### Stored entries
Issue #146, opened 2026-03-05
Price DB Service.


Alikznollet:
- [ ] Create a DB Service for Price objects.

PR #157, opened 2026-03-05
Db update

### LINKED ISSUE #148: Price DB Schema.
- [ ] Add new Schemas for Price in DB and common.

MrLegitFTW:
## 🎯 MAIN GOAL
* updates the price in the events to be a seperate table.

## 🛠️ TESTING
- [x] all tests succeed

**Missing tests:**
* @landgeet please check if the csv is still good.

## 📝 DOCUMENTATION

## 🔍 HOW TO TEST
1. Go to page X / Run command Y
2. Press Z
3. Expected result: ...

## ⚠️ REMAINING ISSUES
* see #146 

image

## ✅ CLOSED ISSUES
- #148

### DIFF
--- a/backend/src/csv_parsing/csv_file_parser.spec.ts
+++ b/backend/src/csv_parsing/csv_file_parser.spec.ts
@@ -85,7 +85,6 @@ describe("CSVFileParser.transformEventRow", () => {
       Endtime: "2024-01-01 12:00:00",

### Task goal
The line with "## 📝 DOCUMENTATION" through the last line of the entries above: output exactly those lines and nothing else.

### Exercise answer
## 📝 DOCUMENTATION

## 🔍 HOW TO TEST
1. Go to page X / Run command Y
2. Press Z
3. Expected result: ...

## ⚠️ REMAINING ISSUES
* see #146 

image

## ✅ CLOSED ISSUES
- #148

### DIFF
--- a/backend/src/csv_parsing/csv_file_parser.spec.ts
+++ b/backend/src/csv_parsing/csv_file_parser.spec.ts
@@ -85,7 +85,6 @@ describe("CSVFileParser.transformEventRow", () => {
       Endtime: "2024-01-01 12:00:00",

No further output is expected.